Called my urologist a couple of days after I made the original post. Went in for a flow test and bladder scan. My flow was around 9-10ml/s, which he said was “adequate”, and there was very little urine left in the bladder post-void. He didn’t seem concerned. Mentioned something about the possibility of a skin flap at the repair site interfering with flow, or something. I couldn’t speak with him at length about it because he rushed me out the door.
2 weeks later, flow is still pretty average. At least it’s not getting worse, though. I’m going back in for another flow test in a couple more weeks.
I’ll be 6 weeks post-op this Thursday, so I can go back to work and havin’ sex next week. Hopefully I don’t break anything.
July 4, 2017 at 3:34 pm #1371TTTTT
ParticipantSaw the urologist again today.
It’s now 7 weeks post-urethroplasty. Flow has basically halved since my last visit. And now I’m retaining 300mL or so in my bladder. Fun times.
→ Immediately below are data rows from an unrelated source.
PR #11360, opened 2026-04-28
feat(docs): add steps for local validator

Thoralf-M:
Tested by running the commands


Thoralf-M:
Too specific for the public docs

PR #11355, opened 2026-04-28
chore: Replace `Identifier`, `StructTag` and `TypeTag` with SDK versions (#10075)

DaughterOfMars:
This PR is part of the ongoing effort to consolidate blockchain types in the
canonical `iota-rust-sdk`. Types that are needed by both clients/SDK consumers
and the node should live in `iota-rust-sdk` and be imported from there, instead
of being defined twice (once in `iota-types`, once in the SDK).

This PR replaces `Identifier`, `StructTag` and `TypeTag` (previously sourced
from `move-core-types` and re-exported through `iota-types`) with the SDK
versions from `iota-sdk-types`. To keep the diff small and avoid touching
every call site, the SDK types are re-exported from `iota-types::base_types`
under the original names `Identifier`, `StructTag` and `TypeTag`, so most
existing imports continue to work unchanged. The `move-core-types` definitions
are intentionally not removed — they are still used internally by the Move VM
(e.g. in `MoveStructLayout` / `MoveValue` / `ModuleId`), and conversion
helpers bridge between the two representations at the boundary.

## Description of change

- `iota-types::base_types` now re-exports `iota_sdk_types::{Identifier, StructTag, TypeTag}`; imports of `move_core_types::{identifier::Identifier, language_storage::{StructTag, TypeTag}}` across the workspace have been replaced with the SDK versions.
- Helpers and constants that previously lived on the local types are gone in favour of the SDK API:
  - `Coin::type_(t)` / `Coin::is_coin(s)` → `StructTag::new_coin(t)` / `StructTag::is_coin(s)`.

Doc is gonna do a cystoscopy as soon as he can. He basically presented me with 3 options depending on what he finds;
1) Urethrotomy
2) Buccal mucosa urethroplasty
3) Inserting a stent into the urethra.
I don’t like the idea of the stent, but the doc was leaning heavily towards this option. on the plus side, I wouldn’t have to take any time off work, and it’s a simple day op. I’m just worried about it getting dislodged, or causing discomfort, or whatever. Especially considering I do weight training sometimes.
I’m anxious to see what the cystoscopy reveals. Maybe the catheter screwed something up, maybe the surgery site got infected, who knows. just a waiting game now. Hopefully my waterworks don’t completely cease to function in the meantime.
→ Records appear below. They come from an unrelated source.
PR #11376, opened 2026-04-29
feat(iota-types)!: replace Event with SDK type

Thoralf-M:

This PR replaces `Event` (previously defined in `iota-types::event`) with the
every call site, the SDK type is re-exported from `iota-types::event` under the
original name `Event`, so most existing imports continue to work unchanged.

## Description of change

- `iota-types::event::Event` is now a re-export of `iota_sdk_types::Event`; the
  local struct definition and its inherent impls (`new`,
  `move_event_to_move_value`, `is_system_epoch_info_event*`,
  `random_for_testing`) have been removed. The SDK type provides equivalent
  serde behavior plus the `is_system_epoch_info_event*` helpers.
- The `transaction_module` field has been renamed to `module` to match the
  SDK type. The public JSON-RPC `IotaEvent` type keeps its
  `transaction_module` field name; the rename is handled in the conversions,
  so the external RPC schema is unchanged.
- `Event::move_event_to_move_value` was not moved into the SDK — it depends
  on `BoundedVisitor` from `iota-types::object`, which is not part of the
  SDK surface. Its single caller (`IotaEvent::try_from_event`) now calls
  `BoundedVisitor::deserialize_value` directly.
- `DisplayVersionUpdatedEvent::inner_type` / `try_from_event` and the unused
  `DisplayCreatedEvent` have been removed from `iota-types::display`. The
  only caller (`StoredDisplay::try_from_event` in the indexer) already
  reimplements the same logic locally, so no behavior changes.
- The reciprocal `TryFrom` conversions for `Event` and `TransactionEvents`
  in `iota_sdk_types_conversions.rs` are removed — they would now be
  `From<T> for T`.

### Release Notes

- [ ] Protocol:
- [ ] Indexer:
- [ ] JSON-RPC:
- [ ] GraphQL:
- [ ] CLI:
- [x] Rust SDK: `iota-types::event::Event` is now a re-export of
  `iota_sdk_types::Event`. The `transaction_module` field has been renamed
  to `module`; the `Event::new` constructor and
  `Event::move_event_to_move_value` associated function have been removed.
  `DisplayVersionUpdatedEvent::inner_type` / `try_from_event` and the unused
  `DisplayCreatedEvent` have been removed from `iota-types::display`.
- [ ] gRPC:


piotrm50 (approved):

valeriyr (approved):

crates/iota-json-rpc-types/src/iota_event.rs
```diff
@@ -227,7 +228,10 @@ impl IotaEvent {
             bcs: contents.to_vec(),
         };
 
-        let move_value = Event::move_event_to_move_value(&contents, layout)?;
+        let move_value = BoundedVisitor::deserialize_value(&contents, &layout.into_layout())
+            .map_err(|e| iota_types::error::IotaError::ObjectSerialization {
```
kodemartin:
```suggestion
            .map_err(|e| iota_types::error::IotaError::ObjectDeserialization {
```

kodemartin (changes requested):
looks good with a small change request

semenov-vladyslav (approved):

crates/iota-json-rpc-types/src/iota_event.rs
Thoralf-M: Good catch!

alexsporn (approved):
LGTM, just the TODO in the grpc-server should be cleaned up before merging

kodemartin (approved):
lgtm

crates/iota-grpc-server/src/merge.rs
```diff
@@ -645,17 +645,7 @@ impl Merge<iota_types::effects::TransactionEvents> for TransactionEvents {
         source: iota_types::effects::TransactionEvents,
         mask: &FieldMaskTree,
     ) -> Result<(), Self::Error> {
-        if !mask.contains(Self::DIGEST_FIELD.name) && !mask.contains(Self::EVENTS_FIELD.name) {
-            // No need to convert if no field is requested
-            return Ok(());
-        }
```
thibault-martinez, line 651: How come we are removing this?

thibault-martinez: Ah, it was really just to avoid conversion ?

crates/iota-json-rpc-types/src/iota_event.rs
```diff
@@ -227,7 +228,10 @@ impl IotaEvent {
             bcs: contents.to_vec(),
         };
 
-        let move_value = Event::move_event_to_move_value(&contents, layout)?;
+        let move_value = BoundedVisitor::deserialize_value(&contents, &layout.into_layout())
```
thibault-martinez, line 231: Do you remember why it became `BoundedVisitor`?

crates/iota-grpc-server/src/merge.rs
Thoralf-M: Yes since the conversion is not needed anymore it all can be removed

crates/iota-json-rpc-types/src/iota_event.rs
Thoralf-M: The `move_event_to_move_value` just wrapped it:
```Rust
    pub fn move_event_to_move_value(
        contents: &[u8],
        layout: MoveDatatypeLayout,
    ) -> IotaResult<MoveValue> {
        BoundedVisitor::deserialize_value(contents, &layout.into_layout()).map_err(|e| {
            IotaError::ObjectSerialization {
                error: e.to_string(),
            }
        })
    }
```

iota-execution/latest/iota-adapter/src/programmable_transactions/context.rs
```diff
@@ -945,13 +945,19 @@ mod checked {
             let user_events = user_events
                 .into_iter()
                 .map(|(module_id, tag, contents)| {
-                    Event::new(
-                        IotaAddress::new(module_id.address().into_bytes()),
-                        Identifier::new_unchecked(module_id.name().as_str()),
-                        ref_context.borrow().sender(),
-                        tag,
-                        contents,
+                    let package_id = iota_types::base_types::ObjectID::from_bytes(
```
thibault-martinez: Just use `new` so it's not even fallible ?

thibault-martinez: Also please import `ObjectID`

thibault-martinez (approved):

July 13, 2017 at 9:17 am #1379poortonykrause
ParticipantHi,
I’m very sorry to hear that – I had to go through a urethroplasty as well and the whole process was very difficult. End-to-end urethroplasty has a 99% success rate. If yours did not work out, it is your doctor’s fault. Can I recommend looking up Dr. Gelman in Orange, CA? He did mine (BMG replacement urethroplasty) and it was a success. He is one of the friendliest, professional doctors I have seen as well, and he would answer questions by email or phone anytime of the day or night – literally, I emailed him on a Sunday evening at 9 pm once about a wound healing issue and within minutes he replied asking to see pictures so he could assess whether it was something to be concerned about!
Anyway, I hope you are successful with whatever doctor you choose, but I know the success of this surgery depends a lot on experience and skill.